Todo a la prisa y corriendo, luego pasa lo que pasa.

—Eso es lo que le decía yo a mis novios, que me dejaban a medias, por eso
me he cambiado de acera—le confesó Rebeca, que tenía confianza con ella
porque también se encargaba de los vestidos de Stella para las ocasiones,
por lo que tuvo que hacerle mil llamadas en el pasado.

—Di que sí, yo eso lo vi venir desde el principio y por eso me he quedado
soltera…

—Muy lista, vaya, que para unos pocos centímetros de chorizo no te quedas
con el cerdo entero…

—¿Con el cerdo? Chicas, os recuerdo que estoy aquí y que soy hombre.

—Eso también te convierte en medio sordo, porque los hombres no os


enteráis de la misa la mitad, así que…
Capítulo 35

…Y llegó aquel viernes al mediodía…

Las últimas dos semanas habían sido estupendas, sin que ningún altercado
por parte de Pauline me sobresaltara. Ella parecía haber cumplido su
promesa de que nada de aquello volviera a suceder y yo comenzaba a
relajarme con la ilusión de que todo iría sensacional entre nosotros a partir
de entonces.

—Te tengo una sorpresa, amor—le dije mientras la besaba antes del
almuerzo.

—¿Una sorpresa? ¡Me encantan las sorpresas, cariño!

—Esta noche nos vamos a la ópera, en Washington, salimos en mi jet en un


par de horas.

—¿Nos vamos a Washington y a la ópera? Pero ese es un plan de lo más


glamuroso, cómo mola.
—¿De veras me lo dices? No sabía si te gustaría, me hace una ilusión
tremenda…

—Yo nunca he estado, pero estoy segura de que me va a gustar. Solo por lo
mucho que te gusta a ti, no lo dudo.

—Ya sabes lo que dicen de la ópera, que o te encanta o la detestas…

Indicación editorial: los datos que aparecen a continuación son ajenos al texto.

PR #163, opened 2021-06-26
docker_compose - Fix timeout defaulting behavior

### LINKED ISSUE #25: docker_compose module uses inappropriate stop timeout
##### SUMMARY

When the `docker_compose` module is used with `stopped: yes` or `restarted: yes` and no explicit `timeout` argument, it defaults to a 10 second timeout, overriding any `stop_grace_period` that was specified in `docker-compose.yaml`. A more appropriate default would have been to respect `stop_grace_period` unless a timeout was specified explicitly in the ansible task.

Given that this is long-standing behavior, it might not be a good idea to change the default, but perhaps we could introduce a distinguished timeout value that lets the user explicitly specify that the timeout configured in the project should be used.
##### ISSUE TYPE
- Bug Report

##### COMPONENT NAME

docker_compose
##### ANSIBLE VERSION

```paste below
ansible 2.8.2
```
is what I'm currently using, but the timeout logic hasn't changed since then.
##### CONFIGURATION

```paste below
```

##### OS / ENVIRONMENT

Not relevant

##### STEPS TO REPRODUCE

Create the following three files in $HOME/timeout-bug:

foo.sh:
```bash
#!/usr/bin/env bash

terminate() {
    echo received SIGTERM
    kill -TERM $child
}
echo script has started
trap terminate SIGTERM
/bin/sleep infinity & # stand-in for the real service
child=$!
wait $child
sleep 11 # simulate waiting for a child that takes 11 seconds to finish up
echo exited cleanly
```
docker-compose.yaml:
```yaml
version: "3.2"
services:
  foo:
    image: bash
    command: ["/foo.sh"]
    volumes:
      - type: bind
        source: ./foo.sh
        target: /foo.sh
    stop_grace_period: 12s
```
playbook.yaml:
```yaml
- hosts: localhost
  connection: local
  gather_facts: false
  vars:
    - project_src: "{{ lookup('env', 'HOME') }}/timeout-bug"
  tasks:
    - name: remove pre-existing container to clear logs from previous run
      docker_compose:
        project_src: "{{ project_src }}"
        services:
          - foo
        state: absent

    - name: start service
      docker_compose:
        project_src: "{{ project_src }}"
        services:
          - foo
        state: present

    - name: stop service
      docker_compose:
        project_src: "{{ project_src }}"
        services:
          - foo
        state: present
        stopped: yes
```

Then run the following commands:
```bash
cd $HOME/timeout-bug
ansible-playbook -i localhost, playbook.yaml
docker logs timeoutbug_foo_1
```

##### EXPECTED RESULTS

output should be
```
script has started
received SIGTERM
exited cleanly
```
##### ACTUAL RESULTS

The final line "exited cleanly" is not present in the log, because the container was sent a SIGKILL before it was finished.

```paste below
script has started
received SIGTERM
```

Ajpantuso:
##### SUMMARY
Removed overwriting of default timeout so `stop_grace_period` can be correctly read from `compose` files.
Fixes #25 
##### ISSUE TYPE
- Bugfix Pull Request
##### COMPONENT NAME
plugins/modules/docker_compose.py

##### ADDITIONAL INFORMATION
- `timeout` documentation required `default: null` since a doc fragment this module extends already defines `timeout` with `default: 60`.

After the change the following example from #25 :
```yaml
 tasks:
     - name: remove pre-existing container to clear logs from previous run
       docker_compose:
         project_src: "{{ project_src }}"
         services:
           - foo
         state: absent

     - name: start service
       docker_compose:
         project_src: "{{ project_src }}"
         services:
           - foo
         state: present

     - name: stop service
       docker_compose:
         project_src: "{{ project_src }}"
         services:
           - foo
         state: present
         stopped: yes

     - command: docker logs applications_foo_1
       register: output

     - debug:
         msg: "{{ output.stdout }}"
```
results in:
```bash
PLAY [localhost] ************************************************************************************************************************************************************************************************

TASK [remove pre-existing container to clear logs from previous run] ********************************************************************************************************************************************
changed: [localhost]

TASK [start service] ********************************************************************************************************************************************************************************************
changed: [localhost]

TASK [stop service] *********************************************************************************************************************************************************************************************
changed: [localhost]

TASK [command] **************************************************************************************************************************************************************************************************
changed: [localhost]

TASK [debug] ****************************************************************************************************************************************************************************************************
ok: [localhost] => {
    "msg": "script has started\nreceived SIGTERM\nexited cleanly"
}

PLAY RECAP ******************************************************************************************************************************************************************************************************
localhost                  : ok=5    changed=4    unreachable=0    failed=0    skipped=0    rescued=0    ignored=0
```

### DIFF
--- a/plugins/modules/docker_compose.py
+++ b/plugins/modules/docker_compose.py
@@ -144,8 +144,10 @@ options:
   timeout:
     description:
       - Timeout in seconds for container shutdown when attached or when containers are already running.
+      - By default C(compose) will use a C(10s) timeout unless C(default_grace_period) is defined for a
+        particular service in the I(project_src).
     type: int
-    default: 10
+    default: null
   use_ssh_client:
     description:
       - Currently ignored for this module, but might suddenly be supported later on.
@@ -476,14 +478,13 @@ try:
     from compose.cli.command import project_from_options
     from compose.service import NoSuchImageError
     from compose.cli.main import convergence_strategy_from_opts, build_action_from_opts, image_type_from_opt
-    from compose.const import DEFAULT_TIMEOUT, LABEL_SERVICE, LABEL_PROJECT, LABEL_ONE_OFF
+    from compose.const import LABEL_SERVICE, LABEL_PROJECT, LABEL_ONE_OFF
     HAS_COMPOSE = True
     HAS_COMPOSE_EXC = None
     MINIMUM_COMPOSE_VERSION = '1.7.0'
 except ImportError as dummy:
     HAS_COMPOSE = False
     HAS_COMPOSE_EXC = traceback.format_exc()
-    DEFAULT_TIMEOUT = 10
 
 from ansible.module_utils._text import to_native
 
@@ -1130,7 +1131,7 @@ def main():
         pull=dict(type='bool', default=False),
         nocache=dict(type='bool', default=False),
         debug=dict(type='bool', default=False),
-        timeout=dict(type='int', default=DEFAULT_TIMEOUT)
+        timeout=dict(type='int')
     )
 
     mutually_exclusive = [
--- a/changelogs/fragments/163-docker_compose-timeout-fix.yml
+++ b/changelogs/fragments/163-docker_compose-timeout-fix.yml
@@ -1,4 +1,4 @@
 ---
-bugfixes:
+breaking_changes:
   - docker_compose - fixed ``timeout`` defaulting behavior so that ``stop_grace_period``, if defined in the compose
-    file, will be used if no ``timeout`` is defined (https://github.com/ansible-collections/community.docker/pull/163).
+    file, will be used if `timeout`` is not specified (https://github.com/ansible-collections/community.docker/pull/163).
--- a/changelogs/fragments/163-docker_compose-timeout-fix.yml
+++ b/changelogs/fragments/163-docker_compose-timeout-fix.yml
@@ -1,0 +1,4 @@
+---
+bugfixes:
+  - docker_compose - fixed ``timeout`` defaulting behavior so that ``stop_grace_period``, if defined in the compose
+    file, will be used if no ``timeout`` is defined (https://github.com/ansible-collections/community.docker/pull/163).


plugins/modules/docker_compose.py
```diff
@@ -144,8 +144,10 @@
   timeout:
     description:
       - Timeout in seconds for container shutdown when attached or when containers are already running.
+      - By default C(compose) will use a C(10s) timeout unless C(default_grace_period) is defined for a
+        particular service in the I(project_src).
     type: int
-    default: 10
+    default: null
```
felixfontein, line 150:
```suggestion
```

felixfontein (commented):
Isn't this a breaking change?

Ajpantuso:
> Isn't this a breaking change?

I detailed why it wasn't on the [issue thread](https://github.com/ansible-collections/community.docker/issues/25#issuecomment-868903101)
Basically the module was enforcing a timeout before `compose` could apply it's defaulting logic and it was doing this by importing the `DEFAULT_TIMEOUT` setting from `compose`. So letting `compose` handle the defaulting itself results in the same timeout settings. I guess it's only breaking if this module never intended to honor `stop_grace_period`.

felixfontein:
Well, it's still a breaking change, since in some cases (user had a different timeout in the service description than the default value) the module will change behavior. I tend to agree with @aaron-kaplan on:

> Given that this is long-standing behavior, it might not be a good idea to change the default, but perhaps we could introduce a distinguished timeout value that lets the user explicitly specify that the timeout configured in the project should be used.

I think we should probably keep this for the 2.0.0 release and add a `breaking_change` changelog fragment. That way, if someone really needs the old behavior, they won't get surprised in a minor release.

Ajpantuso:
> Well, it's still a breaking change, since in some cases (user had a different timeout in the service description than the default value) the module will change behavior. I tend to agree with @aaron-kaplan on:
> 
> > Given that this is long-standing behavior, it might not be a good idea to change the default, but perhaps we could introduce a distinguished timeout value that lets the user explicitly specify that the timeout configured in the project should be used.
> 
> I think we should probably keep this for the 2.0.0 release and add a `breaking_change` changelog fragment. That way, if someone really needs the old behavior, they won't get surprised in a minor release.

Updated the changelog fragment.
On a side note I was going to implement `profiles` for `docker_compose` since that's only a few lines of implementation (and the CLI option is bugged such that it only works when bringing services up so not much to test), but I can hold that for after 1.8.0 if you don't want to wait.

felixfontein:
> Updated the changelog fragment.

Thanks! I guess we'll start with the 2.0.0 preparations somewhen in September; I'll merge this PR then.

> On a side note I was going to implement `profiles` for `docker_compose` since that's only a few lines of implementation (and the CLI option is bugged such that it only works when bringing services up so not much to test), but I can hold that for after 1.8.0 if you don't want to wait.

Feel free to start working on that now if you want. If the PR is done merged before I do the 1.8.0 release (probably on Tuesday morning), it will be in 1.8.0, otherwise it has to wait for 1.9.0.

felixfontein:
Restarting tests.

felixfontein:
@Ajpantuso thanks for contributing this!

—Ya, pero que si aprendes a amarla es para siempre, como yo a ti.

—Qué bonito eso que me has dicho, ¿no? ¿Tú me vas a amar siempre?

—Yo sí, ¿y tú a mí?

—Yo a ti también, cariño.

Se lo dije de todo corazón, porque ya la amaba con toda mi alma.

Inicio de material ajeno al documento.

PR #170, opened 2021-07-01
put example addresses in actual RFC1918 range

lotheac:
172.1/16, 172.3/16 and 172.4/16 are not in the 172.16/12 range.

https://datatracker.ietf.org/doc/html/rfc1918#section-3

##### SUMMARY
The docker_network & docker_container examples threw me off since they were using non-private IPv4 address spaces. This seems like a mistake, so replace them with actual private address spaces.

—Muero de amor, Jason, pero ¿qué me voy a poner? —Se echó las manos a
la boca, preocupada.

—No te preocupes, que ya he pensado en todo.

—¿Has pensado en todo? Tienes que contármelo…

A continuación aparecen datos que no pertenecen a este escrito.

Issue #2117, opened 2026-08-03
feat: intent-based client operations — write the intent, then progress it through its states


gkc:
## The problem

A lot of client operations need connectivity to complete, and each one carries its own hand-rolled
handling for what happens when it isn't there: its own retry, its own queueing, its own partial-
failure recovery, its own ordering assumptions. The logic is spread across call sites, hard to
reason about, and each new operation re-invents it — usually slightly differently.

## Proposal

An **intent-based** approach. Rather than a call that must complete now:

1. Write the intent, and the data associated with it, durably.
2. Progress that intent through the states appropriate to it, as connectivity and preconditions
   allow.

## Why it's worth doing

- **One mechanism instead of many.** Retry, queueing and recovery become properties of the intent
  machinery, not of each call site.
- **Ordering falls out of it.** #2116 (ordering across keystore and notification operations)
  becomes a property of the intent log rather than something each pair of operations has to
  arrange between themselves.
- **Uniform offline behaviour.** "What happens if this is called offline" gets one answer.
- **Partial failure becomes inspectable.** An intent stuck part-way through is a record you can
  look at, rather than an operation that silently didn't happen.
- **It removes a class of trade-off we are currently making by hand.** The secret-sharing envelope
  write is a live example: ordering was bought by giving up offline tolerance because there was no
  way to have both.

## Scope

Not part of the PQ / D1 program. Design-level; would want its own shape-up before any
implementation.

gkc:
A catalogue of coupled operations, for the sweep when this is implemented.

Each row below is a sequence where one durable step lands and a later step completes it. An interruption between the two can leave the result wrong or lost. The interruption might be a client stop, the process exiting or crashing, the atServer going away, or a lost network response. Line numbers refer to trunk at `688486e44`.

The search covered `packages/at_client/lib` and `packages/at_auth/lib`. It didn't cover at_lookup, at_onboarding_cli or the Flutter packages, so there may be more. I read each sequence and its repair path in source, except the rows marked (inventory), which a search found and I haven't re-read.

| Case | Operation | Durable step, then completing step | What an interruption leaves | Repair today | Triggers |
|---|---|---|---|---|---|
[...]

PR #2245, opened 2026-09-15
fix: stop an AtClient deterministically

gkc:
**- Why**
- I wanted to clean out the noise from the test packs' output logs 

which led to:
- I needed a guaranteed way to stop a client, where work in progress can tell it was purposefully stopped by the application rather than just logging a failure

**- What I did**
- `AtClient.stop()` now stops deterministically: the sync and notification services stop, every connection and timer closes, and `stop()` returns once all of that has happened, so the process can exit
- Work a stop cuts short fails with `StoppedException` (at_commons, deliberately not an `AtException`), so fallback catches let it through and background work logs one warning rather than severe lines with stack traces
- `AtLookUp.close()` ends a lookup for good; `dropConnection()` is the old behaviour
- at_lookup's TLS connect is rebuilt on `RawSocket` + `RawSecureSocket`, because a `SecureSocket` handshake stalled on a silent peer can't be ended and held `stop()` (and the process) for ever
- Fixed the half-finished operations a stop could leave behind: key material filed before it's advertised or before its envelope is deleted, a filed signing root or nskey generation published at the next start, a minted enrollment key conveyed before `enroll:approve`, the notification watermark saved after delivery
- Replaces #2244

**- How I did it**
See commits. Worth a look in review:
- the name `StoppedException`
- at_auth's `apkamSymmetricKeyResolver` is now a stream of candidate keys (breaking within 4.0.0-rc); the enrollee keeps the one that decrypts its keys; this is a workaround for a potential problem (approver approves but then exits before conveyance) which will be properly solved when we implement #2117 
- `notify` cut short by a stop now throws `StoppedException` instead of returning an undelivered result
- a signing root the record doesn't publish signs nothing, but a failed read of that record still signs

**- How to verify it**
Tests pass, including a new test that a stopped busy client lets its process exit

fix: `AtClient.stop()` closes every connection and timer and returns promptly, and work it cuts short fails with `StoppedException`


packages/at_client/lib/src/lifecycle/at_connection.dart
```diff
@@ -198,8 +216,11 @@ class AtConnection {
   /// offline with [AtConnectionCause.stopped], emitted as the last change,
   /// and [changes] is done.
   Future<void> close() async {
-    await report(AtConnectionState.offline(AtConnectionCause.stopped));
+    if (_closed) return;
+    final reported = report(_stoppedState);
     _closed = true;
+    _closing.complete();
+    await reported;
     await _changes.close();
```
JeremyTubongbanua: `await _changes.close()` will hang forever if any consumer of the public `changes` stream has a paused subscription

Since `_changes` is of type `StreamController.broadcast()`. The `close()` returns a Future that won't complete until subscribers processes every done event. But a paused subscription will never finish the processing events, causing `_changes.close()` to hang forever.

My suggestion is to use `unawaited` (e.g. `unawaited(_changes.close())` so that paused subscribers still get it, it's just that close() won't hang forever now.

packages/at_client/lib/src/manager/monitor.dart
```diff
@@ -334,6 +354,19 @@ class Monitor {
...
+
+  /// Stops the monitor for good: ends [lookUp], so a start in flight fails at
+  /// once, and returns when the teardown has run.
+  Future<void> close() async {
+    if (_closed) return;
+    _closed = true;
+    stop();
+    await lookUp.close();
+    await _lifecycle;
+    await currentStateStreamController.close();
```
JeremyTubongbanua: same story here on line 367 - this `close()` function will hang forever if paused subscribers . Same fix here I think just `unawaited(currentStateStreamController.close())`

packages/at_client/lib/src/client/at_client_impl.dart
JeremyTubongbanua, line 1428: Claude just says that there's missing regression test coverage here for this line:

There's no test that covers the scenario of a paused `connection.changes` and then calls `stop` . Since this PR's goal is to make stops deterministic, a paused listener is a valid scenario. Same for Monitor.close() with a paused currentStateStream subscription

JeremyTubongbanua (changes requested):
the first 2 requested changes are abt some edge cases when dealing with paused subscribers 

i'd advise adding tests for paused subscribers

packages/at_client/lib/src/service/envelope_enrollment_conveyance.dart
```diff
@@ -48,6 +50,35 @@ class EnvelopeEnrollmentConveyance implements EnrollmentConveyance {
...
+    if (!sharing.isRegistered) {
+      throw AtEnrollmentException(
+          'Enrollment ${pending.enrollmentId} expects this approver to '
+          'convey its symmetric key, but this client has not registered a key '
+          'package to seal it from. Call register() on '
+          'AtClientSecretSharing.forClient(atClient) before approving.');
+    }
+    final package = readAdvertisedKeyPackage(pending.metadata?['keyPackage'],
+        enrollmentId: pending.enrollmentId!);
+    if (package == null) return;
```
JeremyTubongbanua, line 84: Maybe we should `throw` instead of silently returning here.

`readAdvertisedKeyPackage` returning `null` for a non-null input means the package is structurally unparseable.  The caller in approve() continues into `_atEnrollmentImpl.approve()` with the minted key, which is irreversible - the enrollee gets approved but never receives the key.

gkc:
Thanks @JeremyTubongbanua!

packages/at_client/lib/src/client/at_client_impl.dart
JeremyTubongbanua, line 1346: Concurrent `stop()` callers currently do not share similar teardown completion behaviour, which in my opinion violates the deterministic stop that this PR aims to achieve.

good context for an agent:

```
 Yes. This is a valid concurrency bug in the current PR head, 399159101ac421412b8c750777d28a8734efd831.

 At at_client_impl.dart:1323-1326
 (https://github.com/atsign-foundation/at_client_sdk/blob/399159101ac421412b8c750777d28a8734efd831/package
 s/at_client/lib/src/client/at_client_impl.dart#L1323-L1326):

 1. Caller A enters _stop(), sets _isStopped = true, then suspends while awaiting teardown.
 2. Caller B calls stop() before A finishes.
 3. B sees _isStopped == true and returns an already-completed future.
 4. Therefore, await B.stop() completes while services, connections, or storage may still be live. B also
    misses any teardown defect later reported to A.

 That contradicts this PR's stated contract that stop() returns only after teardown completes. The current
 test calls stop() sequentially, so it does not exercise this race.

 Using the _closing ??= pattern from AtLookupImpl
 (https://github.com/atsign-foundation/at_client_sdk/blob/399159101ac421412b8c750777d28a8734efd831/package
 s/at_lookup/lib/src/at_lookup_impl.dart#L936-L947) is the correct approach: cache the in-progress
 teardown future and return it to every caller.

 One caveat: stopHandingOverStorage() also calls _stop(), but with different storage semantics. Both entry
 points need to share the same teardown state deliberately. A naive _stopping ??= only in stop() would
 leave the mixed stop() versus stopHandingOverStorage() race unresolved.
```

gkc:
Thanks @JeremyTubongbanua - responded to your earlier comments; looking at your most recent one now

**The paused-subscriber hangs.** Confirmed with a probe: closing a broadcast controller with one paused subscriber is still pending at 2s, where an active subscriber or none closes straight away. `AtConnection.close()` and `Monitor.close()` both awaited exactly that inside `stop()`, so a paused subscriber held the stop open. Sweeping for the same shape found a third: `AtClient.dataEvents`, which an app is just as free to pause. All three closes are now unawaited, and the probe also shows the paused subscriber still gets its done event when it resumes, so nothing is lost by not waiting.

**The missing coverage.** Three tests, one per stream: a paused listener on `changes`, on the monitor's state stream, and on `dataEvents`. Each asserts the close returns and that the done event still arrives after a resume. Restoring each `await` reddens exactly its own test.

**The unparseable key package.** Agreed, and with one wrinkle: refusing on every package we cannot read would also block approvals across a version skew, which the seam test deliberately allows ("a package written by a newer client is nothing the approver can fix"). So `readAdvertisedKeyPackage` now reports why it failed, and only a package that is not a key package refuses before `enroll:approve` - one a newer client wrote approves as before. Two tests, and two mutations: dropping the refusal reddens the first, widening it to any unreadable package reddens the second.

packages/at_client/lib/src/client/at_client_impl.dart
gkc: Good catch - reproduced before fixing it, at 53344deb9. With the first caller parked mid-close, the second `stop()` returned straight away, so it was handed a client whose connections were still live.

Both entry points now join one in-flight teardown, the `_closing ??=` shape from `AtLookupImpl`, so every caller returns only once that teardown has run and sees the same defect if it raised one.

Your caveat about the two entry points is decided deliberately rather than left to the race: `stopHandingOverStorage()` joins the same teardown and hands the storage on ONLY to the caller that started it. A second caller gets null - the teardown it joined may be an ordinary stop that releases the storage, and handing the same store to a second successor would give two clients one store. `start()` clears the cached future, or a restarted client's next stop would be answered from the old one and tear down nothing.

Three tests, each with the mutation that reddens it: a second stop that must wait (returning on the flag alone reddens it), a hand-over joining an ordinary stop that must hand back nothing (handing it over anyway reddens it), and a restarted client whose next stop runs a real teardown (keeping the stale future reddens it).

at_client is at 2075 tests, analyze and the format gate clean.

JeremyTubongbanua (dismissed):

Xlin123:
lgtm, nits in #2251

srieteja:
**1. [`pq_client_bootstrap.dart:237`](packages/at_client/lib/src/client/pq_client_bootstrap.dart#L237) — medium**

The new `fileReceivedSecret` hook runs *after* `secretStore.putIfNewer` has already committed the secret. If the hook throws (keyfile write fails), the secret is never emitted on `receivedSecrets` — and because the dedupe gate (`putIfNewer` returning `false`) skips the hook on every later sweep of the same envelope, the filing is never retried before the envelope is swept away. Net effect: key material silently lost, no error surfaced to the caller.

**2. [`collections.dart:4616`](packages/at_client/lib/src/collections/collections.dart#L4616) — medium**

`expiringSoonEvents()` emits into its own private `StreamController`. On client stop, the backing scheduler disposes correctly, but nothing closes that controller — a consumer doing `await for` on the stream hangs forever. `watch()` / `availableEvents()` on the same collection terminate cleanly on stop; this stream doesn't.

**3. [`sync_service.dart:294`](packages/at_client/lib/src/service/sync_service.dart#L294) — low**

The new `progress.stopped` branch in `waitUntilCaughtUp` completes the future with `StoppedException` but skips `detach()`. Every call on an already-closed service leaks one listener (and its closure) for the life of the service object.

Fixes for all three in #2252.

srieteja (approved):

—Más que contártelo, tengo que enseñártelo. Ahora mismo vengo.


Lo hice con el vestido en las manos y con las altísimas sandalias con
incrustaciones de perlas con las que Doris lo había complementado en la
otra.

—Pero ese vestido es, es…—Apenas le salía la voz del cuerpo y eso que
ella estaba acostumbrada a que la vistieran muchos de los mejores
diseñadores del mundo.

—Es tu vestido, amor, simplemente eso.

—¿Simplemente eso? Es el vestido más bonito del mundo, eso es lo que


es…

—¿Así te lo parece, mi niña? Estoy deseando que te lo pruebes.

Se trataba de un impresionante vestido en gris plomo con escote halter, uno


que le sentaba como anillo al dedo. Doris lo había clavado por completo y
teníamos ante nosotros una noche única.

—Claro que me lo parece, eres el mejor, Jason, el mejor—Se cogió a mi


cuello y me comió a besos.

Un par de horas después, Trevor nos llevaba hasta el aeropuerto. De nuevo


llovía en Nueva York, por lo que tuve especial cuidado en que en todo
momento la cubriera mi paraguas al subir las escalinatas del avión, para que
no se le moviera ni un pelo del precioso semirrecogido que le había hecho
la peluquera que yo también tenia preparada para esa tarde.
Esperé a estar montados para mirarla y hacerle una confesión.

—Estás increíble, pero creo que hay un detalle que puedo mejorar…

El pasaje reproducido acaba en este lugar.